Mais lorsque la lettre du ministère russe de la Justice est arrivée au bureau principal de Moscou, les signaux d’alerte se sont allumés. L’affaire devenait plus sérieuse. La Russie veut faire cesser les activités de l’Agence Juive.
Les citoyens russes juifs s’en inquiètent et pour plusieurs raisons. Depuis le début de la guerre en Ukraine, les demandes d’alya de Russie ont augmenté, les libertés individuelles déjà mises à mal avant, sont de plus en plus limitées. Par ailleurs, l’Agence Juive joue aussi un rôle de promoteur de l’identité juive sur place. Les Juifs de Russie craignent de perdre leur lien avec Israël et le judaïsme.

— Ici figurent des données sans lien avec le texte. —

PR #3545, opened 2015-01-31
(PUP-3826) Update API docs for Puppet 4 URL changes

rlinehan:
For Puppet 4, a number of changes have been made to Puppet's API. These
include splitting it into a master and CA API, complete with separate url
prefixes and explicit versioning, and moving the environment out of the path
and into a query parameter. This commit updates the API docs accordingly.


api/docs/http_api_index.md
```diff
@@ -1,13 +1,43 @@
 V1 API Services
 ---------------
 
+The V1 API has been removed. All previous routes can now be found under the
+[Master V3](#Master-V3-HTTP-API) API or the [CA V1](#CA-V1-HTTP-API).
```
rlinehan: It seems like these docs eventually end up on our docs.puppetlabs.com site (https://docs.puppetlabs.com/references/3.7.latest/developer/file.http_api_index.html), and I don't know what kinds of markdown is allowed, so this might not be the right thing to do to link to other sections on the same page.

api/docs/http_api_index.md
```diff
@@ -1,13 +1,43 @@
...
+
+V2 HTTP API
+-----------
+The V2 API has been removed. All previous routes can now be found under the
+[Master V3](#V3-HTTP-API).
```
rlinehan: Should this and the V1 section be totally removed - as I have done - or should they be marked as deprecated but left otherwise intact?

api/docs/http_api_index.md
```diff
@@ -1,13 +1,43 @@
...
+one for the certificate authority (CA).
+
+All master endpoints are prefixed with `/puppet`, while all CA endpoints are
+prefixed with `/puppet-ca`. All endpoints are explicitly versioned.
+
+Authorization for these endpoints is still controlled with the `auth.conf`
+authorization system in puppet. When specifying the authorization in
+`auth.conf` the prefix (either `/puppet` or `/puppet-ca`) and the version
+mumber on the paths must be retained; the full request path is used.
+
```
kylog: s/mumber/number/

api/docs/http_api_index.md
```diff
@@ -1,13 +1,43 @@
...
+The V3 API contains endpoints of two types: those based off of dispatching to
+puppet's internal "indirector" framework and those that are not (namely the
+[environments endpoint](#Environments-Endpoint)).
+
+Every HTTP endpoint that dispatches to the indirector follows the form:
+`/puppet/v3/:indirection/:key?environent=:environment` where
+
   * `:environment` is the name of the environment that should be in effect for
     the request. Not all endpoints need an environment, but the path component
     must always be specified.
```
kylog: Maybe update "the path component" to "the environment query parameter"?

But actually is this true? Does the caller need to specify `?environment=:environment` in all cases now?

api/docs/http_api_index.md
```diff
@@ -95,6 +107,33 @@ error responses will uniformly be a JSON object with the following properties:
...
+CA V1 HTTP API
+--------------
+
+The CA API contains all of the endpoints used in support of Puppet's PKI
+system.
+
+The CA V1 endpoints share the same basic format as the Master V3 API, since
+they are also based off of puppet's internal "indirector". However, they have
+a different prefix and version. The endpoints thus follow the form:
+`/puppet-ca/v1/:indirection/:key?environent=:environment` where
```
kylog: s/environent/environment/

api/docs/http_api_index.md
```diff
@@ -95,6 +107,33 @@ error responses will uniformly be a JSON object with the following properties:
...
+
+  * `:environment` is the name of the environment that should be in effect for
+    the request. Not all endpoints need an environment, but the path component
+    must always be specified.
```
kylog: Same question here about whether to refer to it as a "path component" or as a query parameter or some such.

api/docs/http_api_index.md
```diff
@@ -82,10 +98,6 @@ use standard HTTP response code to signify those errors.
 * When the server is unable to find an endpoint handler for the request that
   starts with `/v2.0`, it will return a 404 Not Found response
```
kylog: Should this clause be removed or tweaked? The reference to "/v2.0" doesn't make sense any more.

api/docs/http_api_index.md
kylog: Ping @nfagerlund re what markdown can be used (and general review).

api/docs/http_api_index.md
kylog: My $.02: I'd totally remove them, because they are removed and not deprecated. That said, it might still make sense on the docs site to retain docs for the 3.7.x-era endpoints. Not sure if that's worth it though, and also not sure what it would take from a markdown/etc perspective.

Related: I'd lean toward not having separate "V1 API Services" and "V2 HTTP API" sections with the repeated verbiage, but just a single "V1/V2 HTTP API" with the verbiage. And that might be where to have a link to the 3.7.x API docs if we go that route.

kylog: Also, once the above questions get sorted out, will this PR cover updates to the individual endpoint docs (`api/docs/http_certificate.md` and so forth)?

api/docs/http_api_index.md
nfagerlund: Hello!

1. The way they currently end up on the site sucks, and I'm gonna replace it. In fact, I'll go ahead and promise it'll be different for Puppet 4 -- if I don't have time to make the automated process better, I'll cart them over by hand. 
2. Hmm, I should probably write a confluence page or something about writing markdown that works on both docs site and github. Well, here's the capsule version:

* Fenced code blocks are cool, but you need to fence them with triple-tildes instead of triple-backticks.
* It's okay to make relative links to .markdown files, the way you would to link to a file in the same github repo. On the docs site, we munge those to .html with RedirectMatch (or nginx's equiv). 
* You can usually link to a header inside a document so it'll work on both our site and Github. We both auto-convert header text to element IDs, and while we don't use the exact same algorithm, it's close enough that they're the same for most English text. To convert a header to a linkable ID:
    * If there's a run of non-alphabetic characters at the _start_ of the header text (including numbers), delete them.
    * Delete any characters that don't match `/[a-zA-Z0-9 -]/`. (Note that underscores get the axe.)
    * Replace all spaces with hyphens. 
    * Lowercase all letters. 

So those two would be `#master-v3-http-api` and `#ca-v1-http-api`. 

I'll take a peek at the content in a sec!

api/docs/http_api_index.md
rlinehan: @kylog Whoops, totally missed that the individual endpoint docs need to have changes. Those will be part of this PR - I'll push that up shortly.

Re: V1 and V2 sections - I think I agree that since we are removing those APIs it makes sense to just have a single "V1/V2 HTTP API" section. I like the idea of linking to 3.7.x docs there, but I don't know what exactly to link to - would it just be to https://docs.puppetlabs.com/references/3.7.latest/developer/file.http_api_index.html?

api/docs/http_api_index.md
rlinehan: Yeah, the environment query parameter must always be present for any routes that go through the indirector. This is a little weird, but making that not the case would have required a lot more changes to the indirector than seemed worth it.

This is not the case for the CA routes when running puppet server, but I don't know how we're handling puppet server docs or whether these docs should mention puppet server at all.

api/docs/http_api_index.md
rlinehan: Should definitely be `query parameter`.

api/docs/http_api_index.md
rlinehan: Perhaps "When the server is unable to find an endpoint handler for the request to the endpoint, it will return a 404 Not Found response"?

kylog: Yeah that works for me. Or just ""When the server is unable to find an endpoint handler for an http request, it will return a 404 Not Found response"?

api/docs/http_api_index.md
kylog: Okay that makes sense. I'm all for reducing work on the indirector :)

And, yeah, I'd think we don't need to mention puppet server in *this* set of docs, at least for puppet 4.

api/docs/http_api_index.md
kylog: /cc @nfagerlund for that last question. I have no idea ...

rlinehan:
@kylog updated for all of your comments. Still an open question on what the best thing to do for `V1/V2 HTTP API` section is, and if we want to link to 3.7 docs, how do we do that.

api/docs/http_catalog.md
```diff
@@ -42,7 +42,7 @@ Three parameters should be provided to the POST or GET:
 
 #### Catalog found
 
-    POST /env/catalog/elmo.mydomain.com
+    POST /puppet/v3/catalog/elmo.mydomain.com?environment=:environment
```
fpringvaldsen: Since this is an example, should we have the environment set to `production` instead of `:environment`, since that seems to be the environment based on the example response?

fpringvaldsen:
:+1: barring my minor comment and the resolution of the `V1/V2 HTTP API` question.

api/docs/http_catalog.md
rlinehan: Whoops, should have had that be `?environment=env`. I was just trying to keep all the environments/urls the same, just updated for the new structure.

kylog:
:+1:

kylog:
@nfagerlund any reservations on this?

nfagerlund:
Ruth and I were talking in chat, but I wanted a slightly wider gut-check on some things. (These won't all be addressed by this one 1-point ticket! But I want to make sure I'm clear to take action on them later.)

- The version of these files readable on GitHub is the canonical version. 
    - In the future, a version on docs.puppetlabs.com that resembles the PuppetDB API docs will be co-canonical with the GitHub version. 
    - The way we display these files in the yarddoc output is not canonical, and we should feel free to remove it or break it slightly more than it's already broken. 
- We should harmonize the Puppet API docs with the PuppetDB and Puppet Server API docs. 
    - We should use the same placeholder tokens for both. The docs team supports using `<PLACEHOLDER>` instead of `:placeholder`. 
    - We should split the docs into directories the same way PuppetDB does, to facilitate multiple API versions coexisting.

Does any of that seem controversial?

api/docs/http_api_index.md
nfagerlund: Hmm. I should probably import the old versions as real docs pages. I can do that by hand...

kylog:
@nfagerlund none of that is controversial to me, but I could use more details around the puppetdb model.

E.g. re directory structure, is it just the idea of `vN` directory per supported api versions? Or mirror the full pdb directory structure?

And what (if anything) should we do today, where we *don't* support multiple API versions in puppet but an older version of puppet supports an older version of the API?

(No super strong opinions on any of the above, btw, just kicking ideas around.)

nfagerlund:
Mostly I'm just talking about the /v3, /v4 directories. We might take the chance to re-arrange the top-level directories while we're at it, and do something like:

~~~
documentation
    puppet-api
        v4
            ...md files...
            schemas
                ...json files...
    puppet-ca-api
        ....
~~~

As for dealing with the old API versions... I think the thing to do is add a manually cleaned-up version of the API docs to the Puppet 3.7 reference manual, and link to those as appropriate.

api/docs/http_file_metadata.md
```diff
@@ -12,7 +12,7 @@ the following three types:
 * symbolic link
 
 Note that an `:environment` must be specified in the endpoint, but is actually ignored since the puppet file server
-is not environment-specific.  (In fact, the specified `:environment` does even need to be valid.)
+is not environment-specific.
```
nfagerlund: Hey, is this actually true? Because if you're asking for anything under `/file_metadata/<ENVIRONMENT>/modules/`, it should matter a lot, and I believe I wrote docs assuming it does.

nfagerlund:
With the comment on http_file_metadata addressed and the commits from https://github.com/nfagerlund/puppet/tree/feb2015_ruth_api amending the wording, I'm :+1: on this.

api/docs/http_file_metadata.md
kylog: Ah right. It ignores `:environment` *except* for the magical `/file_metadata/:environment/modules/` and `/file_metadata/:environment/plugins` endpoints, where it is . Sigh.

kylog:
@nfagerlund I like the idea for reorg'ing the docs directory structure and commonizing it across projects, but I had more questions and I'm afraid the convo may get lost in this PR. Maybe we should kick off an email thread.

nfagerlund:
@kylog Yeah good call. Will do.

api/docs/http_file_metadata.md
rlinehan: So it sounds like I should probably just remove this paragraph since it's not really true at all, or I could try to say something about where `:environment` is ignored and where it isn't? But trying to explain that seems like it might be more confusing than helpful....

nfagerlund: I favor removal.

kylog: Yeah I favor removal.

nfagerlund:
...wait, I just noticed http_file_content.md didn't get updated. Oversight, or did that endpoint get left unmodified for some reason?

rlinehan:
@nfagerlund Argh, total oversight on my part; will update.

rlinehan:
@nfagerlund @kylog Removed the file_metada environment note, updated the file_content doc, and merged in Nick's edits to my branch. This should be good to go.

kylog:
:+1:

nfagerlund:
:+1:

D’après les observateurs, il n’est pas certain que Poutine soit derrière cette crise. En effet, il faut rappeler que certes Poutine est un dictateur autoritaire, mais il ne règne pas en maitre incontesté sur toute la Russie, certains gouverneurs locaux ne laissent pas leur part de pouvoir. Si le maitre du Kremlin est connu pour ses positions plutôt pro-israéliennes et philosémites, il n’en demeure pas moins que les hauts responsables russes sont, pour beaucoup, antisémites.
Plusieurs raisons sont avancées à cette crise qui grandit de jour en jour. La première est le mécontentement de la Russie face aux prises de position d’Israël, par la voix de son Premier ministre et ministre des Affaires étrangères, Yaïr Lapid, en faveur de l’Ukraine dans le conflit qui l’oppose à la Russie.

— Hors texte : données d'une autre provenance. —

PR #3546, opened 2015-01-31
(PUP-3934) Propagate environment to Resource initializer

thallgren:
Prior to this commit, if a Resource was created as 'Bar[instance]',
it would fail an attemt to fetch the resource type from its
environment. The environment would not be set and thus fallback
to whatever the :current_environment referred to. This made
the test spec/integration/parser/ruby_manifest_spec.rb fail.

Here, the environment is passed from the catalog to the Resource
initialize methdo in the attributes hash and properly assigned
before used.

### DIFF
--- a/lib/puppet/resource.rb
+++ b/lib/puppet/resource.rb
@@ -211,6 +211,7 @@ class Puppet::Resource
   # @api public
   def initialize(type, title = nil, attributes = {})
     @parameters = {}
+    environment = attributes[:environment]
     if type.is_a?(Class) && type < Puppet::Type
       # Set the resource type to avoid an expensive `known_resource_types`
       # lookup.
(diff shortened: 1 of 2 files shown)


hlindberg:
@kylog @joshcooper I am good with this change, but want your eyes on it as well. Basically this gives logic the ability to set the environment of a resource that is created via the catalog (to get the same environment as the catalog is in) instead of later when the resource is asked for its environment and it tries to look it up from its catalog (which is sometimes does not have), then from current_environment in context (which some tests do not establish), and then in the environment none.  You could argue that tests should set things up correctly - but it is better if we instead could get rid of the behavior where resource goes on a hunt for its environment; the change in this PR is a step in the right direction. (I am reluctant to make a bigger change to clean this up completely this late in the game for 3.7.5/4.0.0). 

Hence... second opinions? (if you are +1 on this, go ahead and merge).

La seconde serait l’exaspération de certains haut-placés en Russie face à la liberté d’action de Tsahal en Syrie. Les actions répétées sur le sol syrien seraient vues d’un mauvais oeil et il s’agirait de faire payer Israël pour cela. Les instructions viendraient donc du ministère de la Défense.
La troisième raison évoquée est la stagnation du transfert de la Cour d’Alexandre à Jérusalem, sous autorité russe comme cela avait été promis par le gouvernement israélien, au moment de la libération de l’otage Naama Issahar. Bien que la décision ait été avalisée par le niveau politique, la justice israélienne l’a invalidée, retardant ainsi le processus.
Est-ce une de ces raisons ou la combinaison des trois qui poussent les autorités russes à s’en prendre à l’Agence Juive?
Le Premier ministre Lapid envoie aujourd’hui (dimanche) une délégation des ministères de l’Alya et de la Justice afin de discuter avec les autorités russes du problème. Israël a décidé ainsi de jouer le jeu des Russes et de considérer la crise comme une crise juridique, lorsque tout le monde sait qu’il ne s’agit pas de cela. Les arguments juridiques ne sont qu’un prétexte à une crise qui est profondément diplomatique et géopolitique.
Une réunion doit aussi se tenir aujourd’hui entre Lapid et sa ministre de l’Alya et de l’Intégration, Pnina Tamano Shata. Sont également invités à y participer, les ministres issus de l’ex-URSS: Avigdor Liberman, Zeev Elkin et Yoël Razvozov. Ils doivent permettre aux autorités israéliennes de mieux comprendre le système de fonctionnement en Russie et on espère aussi que les liens privilégiés d’Elkin avec le Kremlin seront d’une quelconque utilité.
Le Jerusalem Post en anglais révèle, par la plume de Tsvika Klein, qu’à Jérusalem, on songe à transférer les bureaux de l’Agence Juive en Russie, en Israël. L’idée est de continuer à proposer les services de l’administration mais à distance. Cette solution n’est que partiellement satisfaisante, pour les raisons évoquées plus haut, liées au rôle que remplit l’Agence Juive pour la préservation de l’identité juive sur place, par des cours d’hébreu et d’autres activités de ce genre. Elle ne répond pas non plus aux besoins des personnes âgées qui auront du mal à se faire à une solution digitale, sans face-à-face et contact humain pour réaliser les démarches nécessaires pour l’alya.
A Jérusalem et à Moscou, les services israéliens promettent de tout faire pour éviter la fermeture de l’Agence Juive en Russie.